* _Task instructions_:
Print out each record, keeping it identical to the original.

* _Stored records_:
PR #163, opened 2021-08-02
Better management of invest job-related state

### LINKED ISSUE #113: Graphically display model execution status in model tabs?

### LINKED ISSUE #131: Model error alert box shows an unhelpful message
If a model ends in an error, the Open Workspace button & alert box are supposed to show the final error message from the model's log. Instead, the alert seems to always show "[21292] Failed to execute script cli".

I'm guessing that's some stderr emanating from the invest CLI. It's not something we should show to users.

davemfish:
This PR fixes #113 and fixes #131 . To accomplish #113, it was necessary for an invest job's status to be available to the `App` component, where the tabs are named. So it makes sense for all open invest job state to be managed in this component. Previously there was a bug where a `job` stored in `App.state` was being mutated by a child component, and it was only coincidence that the parent's re-render displayed the correct updated view. 

Now, all open (in-memory) invest job state is held in `App.jsx` and updated by child components through an `updateJobProperty` prop. Job metadata are saved to disk only when the invest process exits. And the `RecentInvestJobs` component is a view of that database - same as it was before but with minor enhancements to display the job's exit status/error message.

The `InvestJob` class was refactored slightly to eliminate the need for referencing a `metadata` property. So job properties are like `job.logfile` instead of `job.metadata.logfile`. The reason for the `metadata` property was to clearly separate that data which needed to be saved to the database, from other `job` properties which were actually instance methods. So to go along with this change, there no longer any instance methods, only static methods of `InvestJob`. I almost went so far as to get rid of the `InvestJob` class & constructor altogether - just using plain functions instead - but so far did I did not do that. Right now, the only purpose of the constructor is to enforce that a `new InvestJob` object always has a couple required properties.

Other minor changes:
* since there is now a spinner on the tab name while a model is running, I removed the spinner from the "Log" tab in the sidebar. 
* The `Alert` that appears in the sidebar while a model is running and after it completes is now in it's own module at `src/renderer/components/InvestTab/ModelStatusAlert/index.jsx`


davemfish:
I requested Doug on this one as I'm just cycling through the three of you, but I also vaguely described some of the problems I was working on here to @phargogh recently, in case you're interested in looking as well!

src/main/setupInvestHandlers.js
```diff
@@ -143,11 +143,16 @@ export function setupInvestRunHandlers(investExe) {
     // in which case it's useful to logger.debug too.
     investRun.stderr.on('data', (data) => {
       logger.debug(`${data}`);
-      event.reply(`invest-stderr-${channel}`, `${data}${os.EOL}`);
+      // The PyInstaller exe will always emit a final 'Failed ...' message
+      // after an uncaught exception. It is not helpful to display to users
+      // so we filter it out here.
+      const dat = `${data}`
+        .split(os.EOL)
+        .filter((line) => !line.match(/\[[0-9]+\] Failed to execute script/))
```
dcdenu4, line 151: So this just removes the PyInstaller `Failed` message from any stderr we want to report back?

src/renderer/InvestJob.js
```diff
@@ -43,83 +43,82 @@ export default class InvestJob {
...
+        job.argsValues.resultsSuffix
+      );
     }
     const isoDate = new Date().toISOString().split('T')[0];
     const localTime = new Date().toTimeString().split(' ')[0];
-    this.metadata.humanTime = `${isoDate}  ${localTime}`;
-    let sortedKeys = await investJobStore.getItem(HASH_ARRAY_KEY);
-    if (!sortedKeys) {
+    job.humanTime = `${isoDate} ${localTime}`;
+    let sortedWorkspaceHashes = await investJobStore.getItem(HASH_ARRAY_KEY);
```
dcdenu4, line 71: I noticed you switched from `sortedKeys` to `sortedWorkspaceHashes`. Would it be consistent to also use this naming above in the static functions? It's not necessary, but I thought maybe it'd be nice if we were taking the time to use a more thoughtful name.

src/renderer/InvestJob.js
```diff
@@ -43,83 +43,82 @@ export default class InvestJob {
...
-  }
-
-  setWorkspaceHash() {
-    if (this.metadata.argsValues.workspace_dir
-        && this.metadata.modelRunName) {
-      this.metadata.workspaceHash = crypto.createHash('sha1').update(
-        `${this.metadata.modelRunName}
-         ${JSON.stringify(this.metadata.argsValues.workspace_dir)}
-         ${JSON.stringify(this.metadata.argsValues.results_suffix)}`
+  static getWorkspaceHash(modelRunName, workspaceDir, resultsSuffix) {
```
dcdenu4, line 46: So `getWorkspaceHash` is just a name bump from `setWorkspaceHash`. Just curious why you felt it was more a 'getter' instead of a 'setter'?

src/renderer/app.jsx
```diff
@@ -11,6 +11,7 @@ import Nav from 'react-bootstrap/Nav';
 import Button from 'react-bootstrap/Button';
 import Row from 'react-bootstrap/Row';
 import Col from 'react-bootstrap/Col';
+import Spinner from 'react-bootstrap/Spinner';
```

* _Your response_:
PR #163, opened 2021-08-02
Better management of invest job-related state

### LINKED ISSUE #113: Graphically display model execution status in model tabs?

### LINKED ISSUE #131: Model error alert box shows an unhelpful message
If a model ends in an error, the Open Workspace button & alert box are supposed to show the final error message from the model's log. Instead, the alert seems to always show "[21292] Failed to execute script cli".

I'm guessing that's some stderr emanating from the invest CLI. It's not something we should show to users.

davemfish:
This PR fixes #113 and fixes #131 . To accomplish #113, it was necessary for an invest job's status to be available to the `App` component, where the tabs are named. So it makes sense for all open invest job state to be managed in this component. Previously there was a bug where a `job` stored in `App.state` was being mutated by a child component, and it was only coincidence that the parent's re-render displayed the correct updated view. 

Now, all open (in-memory) invest job state is held in `App.jsx` and updated by child components through an `updateJobProperty` prop. Job metadata are saved to disk only when the invest process exits. And the `RecentInvestJobs` component is a view of that database - same as it was before but with minor enhancements to display the job's exit status/error message.

The `InvestJob` class was refactored slightly to eliminate the need for referencing a `metadata` property. So job properties are like `job.logfile` instead of `job.metadata.logfile`. The reason for the `metadata` property was to clearly separate that data which needed to be saved to the database, from other `job` properties which were actually instance methods. So to go along with this change, there no longer any instance methods, only static methods of `InvestJob`. I almost went so far as to get rid of the `InvestJob` class & constructor altogether - just using plain functions instead - but so far did I did not do that. Right now, the only purpose of the constructor is to enforce that a `new InvestJob` object always has a couple required properties.

Other minor changes:
* since there is now a spinner on the tab name while a model is running, I removed the spinner from the "Log" tab in the sidebar. 
* The `Alert` that appears in the sidebar while a model is running and after it completes is now in it's own module at `src/renderer/components/InvestTab/ModelStatusAlert/index.jsx`


davemfish:
I requested Doug on this one as I'm just cycling through the three of you, but I also vaguely described some of the problems I was working on here to @phargogh recently, in case you're interested in looking as well!

src/main/setupInvestHandlers.js
```diff
@@ -143,11 +143,16 @@ export function setupInvestRunHandlers(investExe) {
     // in which case it's useful to logger.debug too.
     investRun.stderr.on('data', (data) => {
       logger.debug(`${data}`);
-      event.reply(`invest-stderr-${channel}`, `${data}${os.EOL}`);
+      // The PyInstaller exe will always emit a final 'Failed ...' message
+      // after an uncaught exception. It is not helpful to display to users
+      // so we filter it out here.
+      const dat = `${data}`
+        .split(os.EOL)
+        .filter((line) => !line.match(/\[[0-9]+\] Failed to execute script/))
```
dcdenu4, line 151: So this just removes the PyInstaller `Failed` message from any stderr we want to report back?

src/renderer/InvestJob.js
```diff
@@ -43,83 +43,82 @@ export default class InvestJob {
...
+        job.argsValues.resultsSuffix
+      );
     }
     const isoDate = new Date().toISOString().split('T')[0];
     const localTime = new Date().toTimeString().split(' ')[0];
-    this.metadata.humanTime = `${isoDate}  ${localTime}`;
-    let sortedKeys = await investJobStore.getItem(HASH_ARRAY_KEY);
-    if (!sortedKeys) {
+    job.humanTime = `${isoDate} ${localTime}`;
+    let sortedWorkspaceHashes = await investJobStore.getItem(HASH_ARRAY_KEY);
```
dcdenu4, line 71: I noticed you switched from `sortedKeys` to `sortedWorkspaceHashes`. Would it be consistent to also use this naming above in the static functions? It's not necessary, but I thought maybe it'd be nice if we were taking the time to use a more thoughtful name.

src/renderer/InvestJob.js
```diff
@@ -43,83 +43,82 @@ export default class InvestJob {
...
-  }
-
-  setWorkspaceHash() {
-    if (this.metadata.argsValues.workspace_dir
-        && this.metadata.modelRunName) {
-      this.metadata.workspaceHash = crypto.createHash('sha1').update(
-        `${this.metadata.modelRunName}
-         ${JSON.stringify(this.metadata.argsValues.workspace_dir)}
-         ${JSON.stringify(this.metadata.argsValues.results_suffix)}`
+  static getWorkspaceHash(modelRunName, workspaceDir, resultsSuffix) {
```
dcdenu4, line 46: So `getWorkspaceHash` is just a name bump from `setWorkspaceHash`. Just curious why you felt it was more a 'getter' instead of a 'setter'?

src/renderer/app.jsx
```diff
@@ -11,6 +11,7 @@ import Nav from 'react-bootstrap/Nav';
 import Button from 'react-bootstrap/Button';
 import Row from 'react-bootstrap/Row';
 import Col from 'react-bootstrap/Col';
+import Spinner from 'react-bootstrap/Spinner';
```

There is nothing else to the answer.